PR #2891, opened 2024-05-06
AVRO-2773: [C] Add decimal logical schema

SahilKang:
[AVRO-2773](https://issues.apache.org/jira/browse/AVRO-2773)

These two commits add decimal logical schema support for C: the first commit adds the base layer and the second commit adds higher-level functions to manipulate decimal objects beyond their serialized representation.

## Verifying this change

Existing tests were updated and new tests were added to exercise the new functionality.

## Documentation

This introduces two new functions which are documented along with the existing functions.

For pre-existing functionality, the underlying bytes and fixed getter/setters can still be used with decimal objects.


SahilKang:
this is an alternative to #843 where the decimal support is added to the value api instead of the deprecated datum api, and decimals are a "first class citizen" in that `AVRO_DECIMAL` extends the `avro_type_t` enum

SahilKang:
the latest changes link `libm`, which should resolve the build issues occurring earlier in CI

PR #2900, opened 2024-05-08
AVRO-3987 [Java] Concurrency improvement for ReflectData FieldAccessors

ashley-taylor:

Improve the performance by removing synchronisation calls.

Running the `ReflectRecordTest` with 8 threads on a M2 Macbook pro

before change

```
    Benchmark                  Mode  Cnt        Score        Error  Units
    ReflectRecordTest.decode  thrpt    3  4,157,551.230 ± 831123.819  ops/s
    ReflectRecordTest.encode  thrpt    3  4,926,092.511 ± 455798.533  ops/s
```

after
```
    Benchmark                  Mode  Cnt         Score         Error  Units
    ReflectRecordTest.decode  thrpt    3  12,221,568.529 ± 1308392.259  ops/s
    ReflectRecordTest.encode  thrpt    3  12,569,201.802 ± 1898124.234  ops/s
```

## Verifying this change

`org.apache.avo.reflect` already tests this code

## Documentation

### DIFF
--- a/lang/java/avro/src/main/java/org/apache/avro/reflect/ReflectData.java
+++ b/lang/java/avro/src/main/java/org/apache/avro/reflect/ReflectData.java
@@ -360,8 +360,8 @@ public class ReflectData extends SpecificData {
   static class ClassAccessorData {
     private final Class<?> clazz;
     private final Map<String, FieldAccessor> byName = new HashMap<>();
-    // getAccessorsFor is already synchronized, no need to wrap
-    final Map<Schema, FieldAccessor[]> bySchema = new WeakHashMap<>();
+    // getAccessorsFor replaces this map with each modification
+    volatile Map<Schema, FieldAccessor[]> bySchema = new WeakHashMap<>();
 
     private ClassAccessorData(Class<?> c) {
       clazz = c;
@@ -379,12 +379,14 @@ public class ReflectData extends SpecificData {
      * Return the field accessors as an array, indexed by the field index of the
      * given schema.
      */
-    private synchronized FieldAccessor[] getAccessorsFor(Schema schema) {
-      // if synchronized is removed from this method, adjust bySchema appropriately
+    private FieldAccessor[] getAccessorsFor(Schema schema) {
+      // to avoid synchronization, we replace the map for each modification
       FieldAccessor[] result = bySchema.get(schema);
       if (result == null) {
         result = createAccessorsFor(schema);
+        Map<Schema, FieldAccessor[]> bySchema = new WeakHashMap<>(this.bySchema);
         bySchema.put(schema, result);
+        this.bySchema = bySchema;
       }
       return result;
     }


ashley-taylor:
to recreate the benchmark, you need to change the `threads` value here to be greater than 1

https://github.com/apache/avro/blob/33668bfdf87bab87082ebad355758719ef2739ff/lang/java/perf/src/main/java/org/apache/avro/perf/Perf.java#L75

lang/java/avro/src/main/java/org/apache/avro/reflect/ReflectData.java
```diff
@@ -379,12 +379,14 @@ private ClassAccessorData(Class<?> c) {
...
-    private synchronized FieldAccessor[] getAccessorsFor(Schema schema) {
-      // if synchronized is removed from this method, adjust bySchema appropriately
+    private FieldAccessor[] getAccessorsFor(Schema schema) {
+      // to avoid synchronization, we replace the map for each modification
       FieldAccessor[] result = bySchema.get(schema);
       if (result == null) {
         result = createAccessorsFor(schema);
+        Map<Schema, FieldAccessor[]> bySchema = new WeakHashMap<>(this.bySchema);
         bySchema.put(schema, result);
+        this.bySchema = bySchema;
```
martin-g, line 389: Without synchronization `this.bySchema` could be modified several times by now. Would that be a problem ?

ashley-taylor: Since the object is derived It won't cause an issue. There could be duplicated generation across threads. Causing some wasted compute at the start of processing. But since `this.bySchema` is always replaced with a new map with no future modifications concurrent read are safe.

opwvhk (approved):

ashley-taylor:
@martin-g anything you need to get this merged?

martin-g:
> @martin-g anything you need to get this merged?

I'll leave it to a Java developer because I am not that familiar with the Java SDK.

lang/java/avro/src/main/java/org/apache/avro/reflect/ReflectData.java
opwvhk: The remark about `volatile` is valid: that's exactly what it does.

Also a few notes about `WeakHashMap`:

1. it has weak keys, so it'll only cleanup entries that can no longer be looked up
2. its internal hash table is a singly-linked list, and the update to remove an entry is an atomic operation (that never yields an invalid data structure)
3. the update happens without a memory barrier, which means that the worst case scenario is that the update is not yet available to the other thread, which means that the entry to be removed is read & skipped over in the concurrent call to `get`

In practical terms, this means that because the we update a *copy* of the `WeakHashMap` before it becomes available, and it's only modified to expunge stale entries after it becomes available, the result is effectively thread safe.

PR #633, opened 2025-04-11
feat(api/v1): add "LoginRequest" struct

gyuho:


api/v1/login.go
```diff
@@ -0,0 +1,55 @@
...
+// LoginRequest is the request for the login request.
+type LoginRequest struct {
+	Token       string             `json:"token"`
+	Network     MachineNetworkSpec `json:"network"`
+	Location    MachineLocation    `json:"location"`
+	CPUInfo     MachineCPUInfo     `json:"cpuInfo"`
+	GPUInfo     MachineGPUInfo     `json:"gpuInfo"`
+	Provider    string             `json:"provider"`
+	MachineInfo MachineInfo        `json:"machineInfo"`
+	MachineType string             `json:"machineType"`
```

==

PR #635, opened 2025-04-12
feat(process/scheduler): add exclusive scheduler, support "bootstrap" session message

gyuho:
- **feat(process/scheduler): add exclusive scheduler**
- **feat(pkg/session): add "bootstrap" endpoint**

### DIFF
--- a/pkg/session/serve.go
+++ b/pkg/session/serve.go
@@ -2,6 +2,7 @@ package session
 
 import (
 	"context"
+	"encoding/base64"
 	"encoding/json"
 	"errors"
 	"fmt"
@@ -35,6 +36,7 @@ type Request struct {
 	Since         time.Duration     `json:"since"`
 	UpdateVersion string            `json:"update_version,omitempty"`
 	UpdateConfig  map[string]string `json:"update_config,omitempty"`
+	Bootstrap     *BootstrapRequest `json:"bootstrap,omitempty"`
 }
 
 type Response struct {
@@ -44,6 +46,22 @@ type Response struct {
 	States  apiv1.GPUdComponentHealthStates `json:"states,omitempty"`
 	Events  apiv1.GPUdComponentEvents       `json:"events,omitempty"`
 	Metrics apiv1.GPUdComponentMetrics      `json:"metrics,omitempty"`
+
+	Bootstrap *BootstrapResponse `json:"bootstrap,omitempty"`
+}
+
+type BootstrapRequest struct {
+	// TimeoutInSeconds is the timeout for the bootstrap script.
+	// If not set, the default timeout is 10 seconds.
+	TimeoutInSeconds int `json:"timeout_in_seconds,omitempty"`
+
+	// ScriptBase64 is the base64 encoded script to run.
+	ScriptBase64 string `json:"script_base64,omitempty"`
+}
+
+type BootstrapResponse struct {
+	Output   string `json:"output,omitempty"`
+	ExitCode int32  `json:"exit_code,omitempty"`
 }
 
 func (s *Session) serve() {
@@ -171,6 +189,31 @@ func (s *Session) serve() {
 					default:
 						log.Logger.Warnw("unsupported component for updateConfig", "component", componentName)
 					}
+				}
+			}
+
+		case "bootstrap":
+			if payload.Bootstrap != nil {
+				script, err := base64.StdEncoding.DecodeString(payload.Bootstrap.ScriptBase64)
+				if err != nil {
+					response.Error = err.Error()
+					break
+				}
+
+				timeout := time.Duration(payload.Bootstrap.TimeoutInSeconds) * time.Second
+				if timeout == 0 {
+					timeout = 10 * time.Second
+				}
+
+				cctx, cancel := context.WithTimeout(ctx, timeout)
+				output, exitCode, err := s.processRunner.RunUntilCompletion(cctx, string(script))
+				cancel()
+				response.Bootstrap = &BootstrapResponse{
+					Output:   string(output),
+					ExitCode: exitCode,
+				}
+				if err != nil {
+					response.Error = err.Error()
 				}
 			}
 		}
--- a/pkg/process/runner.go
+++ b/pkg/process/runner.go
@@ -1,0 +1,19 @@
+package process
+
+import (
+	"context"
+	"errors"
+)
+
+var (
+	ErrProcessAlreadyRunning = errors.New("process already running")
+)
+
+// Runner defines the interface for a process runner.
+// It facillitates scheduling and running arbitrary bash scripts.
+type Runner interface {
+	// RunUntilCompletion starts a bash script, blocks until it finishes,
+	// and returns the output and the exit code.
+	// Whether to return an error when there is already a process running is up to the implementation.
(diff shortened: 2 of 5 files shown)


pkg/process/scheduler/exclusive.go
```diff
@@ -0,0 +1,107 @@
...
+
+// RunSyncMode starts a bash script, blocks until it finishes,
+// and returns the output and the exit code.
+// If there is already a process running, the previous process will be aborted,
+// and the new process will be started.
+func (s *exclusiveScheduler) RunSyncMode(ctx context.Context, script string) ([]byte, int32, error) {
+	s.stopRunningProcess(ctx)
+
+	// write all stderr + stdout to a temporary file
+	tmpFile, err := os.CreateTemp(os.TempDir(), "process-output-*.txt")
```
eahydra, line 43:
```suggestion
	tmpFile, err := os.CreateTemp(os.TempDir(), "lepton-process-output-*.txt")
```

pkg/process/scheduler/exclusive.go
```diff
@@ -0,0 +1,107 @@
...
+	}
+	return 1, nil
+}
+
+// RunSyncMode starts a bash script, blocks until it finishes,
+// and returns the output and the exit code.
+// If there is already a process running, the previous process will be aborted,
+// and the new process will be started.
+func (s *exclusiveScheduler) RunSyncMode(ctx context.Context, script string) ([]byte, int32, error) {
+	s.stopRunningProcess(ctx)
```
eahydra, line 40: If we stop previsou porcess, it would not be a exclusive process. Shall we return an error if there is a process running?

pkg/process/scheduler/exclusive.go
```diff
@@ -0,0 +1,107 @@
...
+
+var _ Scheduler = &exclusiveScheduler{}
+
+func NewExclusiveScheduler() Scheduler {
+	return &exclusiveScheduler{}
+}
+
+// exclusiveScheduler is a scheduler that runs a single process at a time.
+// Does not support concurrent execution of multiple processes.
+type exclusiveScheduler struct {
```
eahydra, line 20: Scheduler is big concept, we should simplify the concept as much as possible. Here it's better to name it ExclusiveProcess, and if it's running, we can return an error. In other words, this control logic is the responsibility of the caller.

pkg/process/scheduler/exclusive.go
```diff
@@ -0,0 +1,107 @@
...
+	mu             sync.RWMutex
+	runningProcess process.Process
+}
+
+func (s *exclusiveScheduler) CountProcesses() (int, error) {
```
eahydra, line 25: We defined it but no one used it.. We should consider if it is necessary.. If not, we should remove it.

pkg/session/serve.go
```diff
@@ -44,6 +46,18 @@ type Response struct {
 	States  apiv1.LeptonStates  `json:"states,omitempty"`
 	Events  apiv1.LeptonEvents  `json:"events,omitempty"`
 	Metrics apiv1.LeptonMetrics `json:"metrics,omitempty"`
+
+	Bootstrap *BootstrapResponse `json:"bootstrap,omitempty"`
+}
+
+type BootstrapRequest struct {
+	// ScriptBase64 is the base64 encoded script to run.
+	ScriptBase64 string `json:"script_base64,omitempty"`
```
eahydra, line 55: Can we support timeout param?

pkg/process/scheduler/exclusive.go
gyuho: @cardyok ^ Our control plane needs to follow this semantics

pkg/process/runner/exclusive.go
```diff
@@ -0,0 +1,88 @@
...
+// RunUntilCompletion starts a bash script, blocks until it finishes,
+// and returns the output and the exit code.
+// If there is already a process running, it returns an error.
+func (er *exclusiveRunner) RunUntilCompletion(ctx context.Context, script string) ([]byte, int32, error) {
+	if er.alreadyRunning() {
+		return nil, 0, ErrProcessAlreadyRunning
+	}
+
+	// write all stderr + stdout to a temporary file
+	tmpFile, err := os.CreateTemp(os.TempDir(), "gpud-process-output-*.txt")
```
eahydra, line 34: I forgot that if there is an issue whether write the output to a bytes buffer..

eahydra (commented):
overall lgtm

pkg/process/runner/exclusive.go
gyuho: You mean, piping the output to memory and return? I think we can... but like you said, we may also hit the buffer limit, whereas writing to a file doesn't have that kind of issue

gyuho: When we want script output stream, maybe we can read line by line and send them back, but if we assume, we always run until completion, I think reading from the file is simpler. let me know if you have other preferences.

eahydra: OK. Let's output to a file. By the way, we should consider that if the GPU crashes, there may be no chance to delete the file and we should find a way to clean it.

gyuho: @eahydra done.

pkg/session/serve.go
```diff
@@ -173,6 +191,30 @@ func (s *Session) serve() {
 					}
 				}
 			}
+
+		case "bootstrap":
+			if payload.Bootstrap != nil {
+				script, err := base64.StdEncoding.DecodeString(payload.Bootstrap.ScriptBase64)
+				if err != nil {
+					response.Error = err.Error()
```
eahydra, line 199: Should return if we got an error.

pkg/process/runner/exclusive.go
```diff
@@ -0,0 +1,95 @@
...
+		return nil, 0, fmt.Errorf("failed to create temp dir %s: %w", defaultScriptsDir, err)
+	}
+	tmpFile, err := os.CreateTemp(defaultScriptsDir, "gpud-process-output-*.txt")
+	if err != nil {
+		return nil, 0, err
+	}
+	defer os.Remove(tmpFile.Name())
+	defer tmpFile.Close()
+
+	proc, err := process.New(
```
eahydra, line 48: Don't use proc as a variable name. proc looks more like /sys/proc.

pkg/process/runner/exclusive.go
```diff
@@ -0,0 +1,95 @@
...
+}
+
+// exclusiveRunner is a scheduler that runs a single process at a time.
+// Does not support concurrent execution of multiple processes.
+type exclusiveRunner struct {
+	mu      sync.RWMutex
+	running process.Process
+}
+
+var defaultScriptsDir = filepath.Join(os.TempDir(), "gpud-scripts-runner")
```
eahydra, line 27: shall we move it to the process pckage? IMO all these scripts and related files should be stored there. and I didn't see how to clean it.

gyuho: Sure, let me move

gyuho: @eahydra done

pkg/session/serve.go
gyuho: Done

**INSTRUCTIONS FOR THE TASK**
From the listing, tally every line with the word "after" in it and give only the tally.

**ANSWER SPACE**
2